Roosevelt gave a startled look, and the outspoken Marshall received expressions of sympathy from the other conferees, who feared that his promising tour of duty in Washington was about to come to a swift end. But they underestimated both the president and the general, and stiff formalities were observed. FDR never again called Marshall “George” in public, and the general always called FDR “Mr. President.” He refused to succumb to the well-known Roosevelt charm and determined never to laugh at his jokes.

On April 23 (St. George’s Day), 1939, FDR made one of the most significant choices of his presidency. Vaulting over 34 names on the senior generals’ rank list, he asked Marshall to succeed retiring General Malin Craig as Army Chief of Staff. In a hasty ceremony at the old Munitions Building in the nation’s capital, Marshall took the oath of office on Friday, September 1, 1939, the day that Germany invaded Poland and World War II began. He was promoted automatically to four-star rank.

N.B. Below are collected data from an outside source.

Issue #3435, opened 2024-08-22
Add support for Fansjoy S2 tablet


sekatol:
### Manufacturer

Fansjoy

### Product Name

FJ-S2

### Device Width

115mm

### Device Height

72mm

### Pressure Levels

8192

### Lines per Inch (LPI)

5080

### Additional Information

Without any driver, this tablet sends wrong cursor position to system.
Like this:
```
+------+                   +-------------+
|      |                   |             |
|      | --map-to-screen-> |             |
|      |                   +-------------+
+------+                       screen
 tablet
```
But it should be like this: (rotate 270 degree clockwise)
```
+----------+                   +-------------+
|          | --map-to-screen-> |             |
|          |                   |             |
+----------+                   +-------------+
   tablet                          screen
```

### Diagnostic Information

[diag.json](https://github.com/user-attachments/files/16703013/diag.json)

### Acknowledgements

- [X] I have searched the existing issues and this new issue is not a duplicate of any.
- [X] I have written a concise and meaningful title.

InfinityGhost:
Can you provide some sort of proof this thing exists? A pretty thorough search doesn't show anything at all.

sekatol:
Sorry for the inconvenience. This tablet is from a small corporation in China, and I bought it from Taobao, an online shopping platform in China. I found the [official website](https://www.fans-joy.com/s) of Fansjoy through Bing Chinese. (Sorry for no translations.) The official website has an entry for this model, "S2数位板" for S2 tablet. The button below it is "了解更多" means "Learn more", but it is just a link to Taobao site, 😂. I copied information on that website:
- Pressure Level: 8192
- Resolution: 5080 LPI
- Read Frequency: 266 points/second
- Max Tilt Angle: 60 degree
- Response Height: 1 cm
- 4 customizable buttons
- A LED light
- Additional information: Press the first and fourth button simultaneously for 6 seconds to toggle orientation. 
- There are 2 buttons on the digital pen. The upper one is for the mouse middle button and the lower one is for the eraser.
- No need to charge the pen.

I don't know if there is a need to build a driver for this tablet, because there are really a few people using this model of tablet, so working on this tablet is time wasting.
Or, if possible, I will try to learn from the recent pull requests and contribute codes for this tablet, giving any guidances are the best.

jamesbt365:
[...]

PR #3484, opened 2024-10-02
Add support for Fansjoy S2

sekatol:
For #3435
Note:
There is a function to change orientation by pressing the 1st and 4th button simultaneously for 6 sec. But this action doesn't sending any report at all.
Orientation can be changed in OTD. So I think there's no need to add that function.

### DIFF
--- a/OpenTabletDriver.Configurations/Configurations/Fansjoy/FJ-S2.json
+++ b/OpenTabletDriver.Configurations/Configurations/Fansjoy/FJ-S2.json
@@ -2,8 +2,8 @@
   "Name": "Fansjoy FJ-S2",
   "Specifications": {
     "Digitizer": {
-      "Width": 115,
-      "Height": 72,
+      "Width": 160,
+      "Height": 100,
       "MaxX": 10500,
       "MaxY": 16800
     },
--- a/OpenTabletDriver.Configurations/Configurations/Fansjoy/FJ-S2.json
+++ b/OpenTabletDriver.Configurations/Configurations/Fansjoy/FJ-S2.json
@@ -1,0 +1,38 @@
+{
+  "Name": "Fansjoy FJ-S2",
+  "Specifications": {
+    "Digitizer": {
+      "Width": 115,
+      "Height": 72,
+      "MaxX": 10500,
+      "MaxY": 16800
+    },
+    "Pen": {
+      "MaxPressure": 8191,
+      "ButtonCount": 2
+    },
+    "AuxiliaryButtons": {
+      "ButtonCount": 4
+    },
+    "MouseButtons": null,
+    "Touch": null
+  },
+  "DigitizerIdentifiers": [
+    {
+      "VendorID": 11648,
+      "ProductID": 12307,
+      "InputReportLength": 14,
+      "OutputReportLength": 0,
+      "ReportParser": "OpenTabletDriver.Configurations.Parsers.Fansjoy.FansjoyReportParser",
+      "FeatureInitReport": null,
+      "OutputInitReport": null,
+      "DeviceStrings": {},
+      "InitializationStrings": [],
+      "Attributes": {}
+    }
+  ],
+  "AuxiliaryDeviceIdentifiers": [],
+  "Attributes": {
+    "libinputoverride": "1"
+  }
+}
--- a/OpenTabletDriver.Configurations/Parsers/Fansjoy/FansjoyTabletReport.cs
+++ b/OpenTabletDriver.Configurations/Parsers/Fansjoy/FansjoyTabletReport.cs
@@ -1,0 +1,33 @@
+using System;
+using System.Numerics;
+using OpenTabletDriver.Tablet;
+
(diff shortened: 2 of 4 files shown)


OpenTabletDriver.Configurations/Configurations/Fansjoy/FJ-S2.json
```diff
@@ -0,0 +1,38 @@
+{
+  "Name": "Fansjoy FJ-S2",
+  "Specifications": {
+    "Digitizer": {
+      "Width": 160,
+      "Height": 100,
+      "MaxX": 10500,
+      "MaxY": 16800
```
sekatol, line 8: Yes, the horizontal resolution is less than the vertical resolution. XD

OpenTabletDriver.Configurations/Parsers/Fansjoy/FansjoyTabletReport.cs
```diff
@@ -0,0 +1,32 @@
...
+                X = (report[5] << 8 | report[4]),
+                Y = 16800 - (report[3] << 8 | report[2])
+            };
+
+            Pressure = (uint)(report[7] << 8 | report [6]);
+
+            PenButtons = new bool[]
+            {
+                report[1].IsBitSet(2),
+                report[1].IsBitSet(1)
```
sekatol, line 23: Without any drivers, when the 1st pen button is pressed, the pen is used as an eraser. Now this function is not working with the default configuration. Can users change settings to use the eraser when the specific pen button is pressed?
Or should it be implemented in code?

sekatol:
Oh, I've forgotten upload the diagnostic file.
[diag3.txt](https://github.com/user-attachments/files/17266126/diag3.txt)

OpenTabletDriver.Configurations/Parsers/Fansjoy/FansjoyTabletReport.cs
gonX: In this case where it sounds like it's just a normal pen button, I personally don't think you should be setting eraser based off of that.

gonX:
Fix tests then I think we can likely merge this

OpenTabletDriver.Configurations/Configurations/Fansjoy/FJ-S2.json
```diff
@@ -0,0 +1,38 @@
+{
+  "Name": "Fansjoy FJ-S2",
+  "Specifications": {
+    "Digitizer": {
+      "Width": 165,
+      "Height": 91,
+      "MaxX": 10500,
```
gonX, line 7: This width combined with this `MaxX` is confusing me. Typically, tablets are 200LPI or 100LPI, and in very rare instances, the tablet maps to a square area (like 4096x4096 or 16384x16384). With the proposed settings, this would be a very unique tablet by having ~184 LPI horizontally, and ~63 LPI vertically.

Please double check the **active area** width/height with a ruler to ensure that you are within a couple of millimeters - that or you have a mistake in your parser.

gonX (commented):
If possible, please attach a tablet recording from the tablet debugger where you move to all 4 corners. That feature is only present on the 0.6.x branch, so you will have to port your changes to that branch. Fortunately, it should just be a line or 2 changed in the tablet json configuration.

OpenTabletDriver.Configurations/Configurations/Fansjoy/FJ-S2.json
sekatol: Sure, the LPI is weird...
I double checked the active area and ported changes to branch `0.6.x` and logged tablet recordings.
[tablet-data.txt](https://github.com/user-attachments/files/17801194/tablet-data.txt)

gonX:
I feel like it's a mistake to subtract what is the same const as MaxY - it very likely makes the parser unportable for other tablets using the same parser.

That leaves us with 2 options:
- Refactor the position parsing (at a quick glance, data recording look like it's 0,0 aligned with bottom-left rather than top-left as OTD expects)
- Merge it as-is and then when the next Fansjoy tablet shows up, we can finalize the parser format by then

I'll take a look at this one of the (hopefully) coming days and see if I can up with something smarter, otherwise I think we'll just go with option 2. CC @X9VoiD

gonX:
It seems to me like you're maybe parsing the tablet rotated?
(reports are Y then X, rather than the likely expected X then Y)

"top left", but "top right" rotated:
[0x0000, 0x41A0] = [0, 16800], you parsed [0, 0]

"top right", but "bottom right" rotated:
[0x2904, 0x41A0] = [10500, 16800], you parsed [10500, 0]

"bottom right", but "bottom left" rotated:
[0x2904, 0x0000] = [10500, 0], you parsed [10500, 16800]

"bottom left", but "top left" rotated:
[0x0000, 0x0000] = [0, 0], you parsed [0, 16800]

gonX (changes requested):

Also please ensure that you don't have commits that touch non-configuration files.

sekatol:
Continue at #4125

PR #3489, opened 2024-10-06
Add support for hiding the daemon console on Windows (0.6.x)

BunnyTub:
This pull request is for the 0.6.x branch.

Frees the console when the user specifies the added command line argument --hidden or -h. If the user is not running Windows, the console will not be freed (for now --- not sure how to add support for other platforms just yet).

### DIFF
--- a/OpenTabletDriver.Daemon/Program.cs
+++ b/OpenTabletDriver.Daemon/Program.cs
@@ -1,9 +1,10 @@
-﻿using System;
+using System;
 using System.Collections.Generic;
 using System.Collections.Immutable;
 using System.CommandLine;
 using System.IO;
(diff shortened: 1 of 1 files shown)


gonX:
Marking as draft for the same reason as my comments on #3488:
> This at the very least needs to not break builds on the other platforms. Converting to draft until that is fixed.
> 
> With that being said, I am not sure there is a huge interest for this yet.

Additionally, it seems that not all checks were run correctly here (only 1 was run). Not sure if this is a GitHub issue.

gonX:
Sorry, but I don't think there is interest for this, and with no cross-platform solution in sight I am closing this PR.

PR #3503, opened 2024-10-24
Better time calculation for LinuxTimer

hwsmm:
This now looks much more saner...


gonX (approved):
I verified that the new code has the same result. LGTM.

PR #3551, opened 2024-11-24
Update softprops/action-gh-release to v2

Kuuuube:
Apparently softprops/action-gh-release v1 has been deprecated for over a year and might not even work on current github actions runners due to enforcing node 20.


gonX (approved):

gonX:
Merging, since we already merged the same change for 0.6.x I guess there's no harm in doing this one immediately either.

PR #2894, opened 2023-08-22
Support modifier click, double click, tilt and pressure for macOS

AkiSakurai:
Finishing  #2371
Fix #2871, #2291

Dedicated artist mode seems unnecessary for macOS as it does not change the behaviour like Windows Ink.

The tilt functionality has not been tested with a real device, so the scale normalisation may differ from that of the official driver.

PR #3559, opened 2024-11-25
[0.6.x] fix: double click in relative mode

AkiSakurai:
QueuePendingPosition expects relative coordinates in relative mode, but was incorrectly pulling absolute system coordinates. Now using proper (0,0) deltas for clicks.


InfinityGhost (approved):

gonX (approved):
I'll assume this is working, given you wrote most of the code. Otherwise we need to fix tests.

Nothing looks wrong with the code, so approving and merging.

/e: to note, the commit for `master` is 267e164b0402b25e7087ab3e6f686814a1837d66 in #2894

PR #3564, opened 2024-11-27
[0.6.x] Add options to disable pressure & tilt

AkiSakurai:
A separate option for disabling pressure and tilt might be better than duplicating them to create more combinations of modes.


Kuuuube:
What's the reasoning behind wanting this option? Considering #2894 mentions it not changing behavior.

AkiSakurai:
It doesn’t affect apps that don’t support pressure sensitivity. However, in apps that do, it’s not always possible to turn off pressure sensitivity to achieve a consistent stroke width. For example, I couldn’t find a way to do this in OneNote. I also remember seeing people who wanted to temporarily disable this feature.

OpenTabletDriver.Daemon/DriverDaemon.cs
```diff
@@ -198,10 +198,22 @@ public Task SetSettings(Settings? settings)
...
+                    }
 
                     if (dev.OutputMode is RelativeOutputMode relativeMode)
+                    {
                         SetRelativeModeSettings(dev, relativeMode, profile.RelativeModeSettings);
+                        relativeMode.DisablePressure = profile.BindingSettings.DisablePressure;
+                        Log.Write(group, $"Pressure: {(profile.BindingSettings.DisablePressure ? "Disabled" : "Enabled")}");
+                        relativeMode.DisableTilt = profile.BindingSettings.DisableTilt;
+                        Log.Write(group, $"Tilt: {(profile.BindingSettings.DisableTilt ? "Disabled" : "Enabled")}");
+                    }
```
gonX, line 216: I think it would be better if we avoided repeating ourselves here, ie. refactor this into using a calling function that takes `dev.OutputMode` and `profile.BindingSettings`, and/or move the invocation to the `Set{Relative,Absolute}ModeSettings` functions.

Also curious what other people think - I'm not really requiring any changes here, just thought this bit of code looked unoptimal.

gonX (commented):
Generally LGTM, but not sure if the UI approach is correct here. Can you provide a screenshot of how this looks in the pen binding tab?

AkiSakurai:
> Generally LGTM, but not sure if the UI approach is correct here. Can you provide a screenshot of how this looks in the pen binding tab?

OpenTabletDriver.Daemon/DriverDaemon.cs
```diff
@@ -203,11 +203,20 @@ public Task SetSettings(Settings? settings)
...
+                        outputMode.DisableTilt = profile.BindingSettings.DisableTilt;
+                        Log.Write(group, $"Tilt: {(profile.BindingSettings.DisableTilt ? "Disabled" : "Enabled")}");
+                    }
+
+                    if (dev.OutputMode is IOutputMode iOutputMode)
+                    {
+                        iOutputMode.Tablet = tabletReference;
+                        var bindingHandler = CreateBindingHandler(dev, iOutputMode, profile.BindingSettings);
+                        SetOutputModeElements(dev, iOutputMode, profile, bindingHandler);
                     }
```
InfinityGhost, line 220: `DisablePressure` and `DisableTilt` should be added to the `IOutputMode` interface

InfinityGhost (dismissed):

OpenTabletDriver.Plugin/Output/OutputMode.cs
```diff
@@ -44,6 +44,16 @@ private set
...
+        /// <summary>
+        /// Whether to disable pressure
+        /// </summary>
+        public bool DisablePressure { set; get; }
+
+        /// <summary>
+        /// Whether to disable tilt
+        /// </summary>
+        public bool DisableTilt { set; get; }
+
```
gonX, line 56: Is this necessary now that it's also defined in `IOutputMode`? This class inherits from `IOutputMode` anyway.

gonX:
I'm going to move this to the 0.6.6 milestone since changes are still requested.

gonX:
Needs testing on Linux, will do this at some point.

There are merge conflicts, btw.

gonX (commented):
Pressure/tilt status is logged even when using output modes that don't implement pressure/tilt (like Absolute Mode on Windows or Linux). I feel this can be confusing for users using a mode that doesn't support this. I've attached a patchfile that fixes this.

[0001-daemon-Only-log-pressure-tilt-when-relevant.patch.gz](https://github.com/user-attachments/files/18497200/0001-daemon-Only-log-pressure-tilt-when-relevant.patch.gz)
(github didn't like the naked patch file)

The patch checks for `IPressureHandler`/`ITiltHandler` before spewing log output - this was annoying to fix given the current typing, since `Pointer` only exists in `AbsoluteOutputMode`/`RelativeOutputMode`, not in `OutputMode` itself.

gonX (dismissed):
LGTM, but this has conflicts and I would like to merge it. Do you want me to handle this or would you like to fix it yourself?

PR #379, opened 2023-01-26
Check for failure when saving settings to file.

jlesage:


0x90d:
Thanks, in that case could you please check for failure on loading settings too?

jlesage:
Done!

PR #387, opened 2023-01-31
Some exported files were not having suggested start location.

jlesage:


0x90d:
This is by design. Leaving it unset should make the file dialog using the last used location. Most of the case when you export log, database or scan results, you don't save them in the same folder as VDF, instead the Desktop, documents or a network drive are more common places.

jlesage:
Should this principle also applies to ExportScanResultsIncludingThumbnails ?

Issue #385, opened 2023-01-29
Add Identical option to Filter options


David-Maisonave:
**Environment**
 - OS: Any

**Describe the solution you'd like**
On the Filter menu, add a combo box that has the following items to select from:
 - Any
 - Identical Match
 - Different (Not Identical)

Also add option so actions do NOT apply to filtered out items.

"**Any**" would be the default value and result in no filtering. **Identical match** would only display groups having identical files (same file size, video length, resolution, format, fps, and bit rate). **Different** would only display groups that have files that are not identical.

If VDF has this option, this would be a temporary workaround for the Hard Links issue.

0x90d:
> Also add option so actions do NOT apply to filtered out items.

This isn't possible unless there is a way to obtain only filtered items (except of running same filter conditions in code again). I don't know such a way.

David-Maisonave:
> This isn't possible unless there is a way to obtain only filtered items (except of running same filter conditions in code again). I don't know such a way.

I just tested an implementation which addresses this.  I added the following code in function VDF.GUI.ViewModels.DeleteInternal, after the MessageBoxButtons.Yes check.
``

			if (!string.IsNullOrEmpty(FilterByPath) || FileType.Value != FileTypeFilter.All) {
				string FilterByPath_lwr = FilterByPath.ToLower();
				HashSet<System.Guid> IncludedGroups = new HashSet<System.Guid>();
				for (var i = Duplicates.Count - 1; i >= 0; i--) {
					if (FileType.Value != FileTypeFilter.All) {
						if (FileType.Value == FileTypeFilter.Images && !Duplicates[i].ItemInfo.IsImage)
							continue;
						if (FileType.Value == FileTypeFilter.Videos && Duplicates[i].ItemInfo.IsImage)
							continue;
					}
					if (string.IsNullOrEmpty(FilterByPath) || Duplicates[i].ItemInfo.Path.ToLower().Contains(FilterByPath_lwr))
						IncludedGroups.Add(Duplicates[i].ItemInfo.GroupId);
				}
				for (var i = Duplicates.Count - 1; i >= 0; i--) {
					if (!IncludedGroups.Contains(Duplicates[i].ItemInfo.GroupId))
						Duplicates[i].Checked = false;
				}
			}

``

0x90d:
[...]

PR #393, opened 2023-02-05
Apply filters when executing a delete

David-Maisonave:
When I first starting using VDF, I deleted 100's of video's by mistake, because I thought the deletion would only apply to the filtered viewed files. I did not see the note stating filter is only visual.

The change in this pull request is small and would help avoid end users from unintentionally deleting their files.

I know it makes it so you have two different coding sections to maintain, but that's far safer then putting user's files at risk.

### DIFF
--- a/VDF.Core/ScanEngine.cs
+++ b/VDF.Core/ScanEngine.cs
@@ -470,17 +470,13 @@ namespace VDF.Core {
 									isDuplicate = false;
 							}
 							if (isDuplicate && Settings.IgnoreHardLinks  && CoreUtils.IsWindows && entry.FileSize == compItem.FileSize) {
-								List<string> links = HardLinkHelper.GetHardLinks(entry.Path);
-								if (links.Count > 1) {
-									foreach (var link in links) {
+								foreach (var link in HardLinkHelper.GetHardLinks(entry.Path, true))
 										if (compItem.Path == link) {
 											isDuplicate = false;
 											break;
 										}
 									}
 								}
-							}
-						}
 
 						if (isDuplicate) {
 							lock (duplicateDict) {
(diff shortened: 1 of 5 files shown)


0x90d:
First of all this PR includes code from your other PR, so I cannot merge it even if I want to. When you fork this project and make multiple changes you have to create a branch for each new PR. Second, I said I don't want. So why do you think making this PR would change my opinion? I see that users may be confused about the behavior, that is why I added the note. I DO agree that it would be cool to apply actions only on items in the list, whether filter is on or off. But I won't implement such a feature as long as it means that filter has to be run twice or I have to duplicate code.

If you are really motivated enough to see this feature in VDF. You can go to https://github.com/AvaloniaUI/Avalonia/issues and make a PR which give developers access the list of visible items.

David-Maisonave:
> Second, I said I don't want. So why do you think making this PR would change my opinion? 

You never said you didn't want to do it.  Please review your comments #385. If you would have stated you didn't want to do it, I would not have posted this.

You referred to ideally using DataGridCollectionView, which I posted a comment showing that the class does have the ability to get filter data.

> If you are really motivated enough to see this feature in VDF. You can go to https://github.com/AvaloniaUI/Avalonia/issues and make a PR which give developers access the list of visible items.

DataGridCollectionView already has this feature.
According to the [DataGridCollectionView](https://reference.avaloniaui.net/api/Avalonia.Collections/DataGridCollectionView/) online documentation, the [GetItemAt](https://reference.avaloniaui.net/api/Avalonia.Collections/DataGridCollectionView/1C60C45B) member function returns the filtered items.
- Retrieve item at the given zero-based index in this DataGridCollectionView, after the source collection is **filtered**, **sorted**, and paged. 

Also [ItemCount](https://reference.avaloniaui.net/api/Avalonia.Collections/DataGridCollectionView/3F76F288) returns the number of items after filter is applied.

Is there something I'm not seeing here? I don't understand.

Revitalizing the Army: “A Fight for its Very Life”

Wearing the five stars of General of the Army rank, U.S. Army Chief of Staff George C. Marshall sat for this portrait following the end of World War II. Marshall went on to serve as U.S. Secretary of State and formulate the Marshall Plan to rehabilitate warravaged Europe.
Wearing the five stars of General of the Army rank, U.S. Army Chief of Staff George C. Marshall sat for this portrait following the end of World War II. Marshall went on to serve as U.S. Secretary of State and formulate the Marshall Plan to rehabilitate warravaged Europe.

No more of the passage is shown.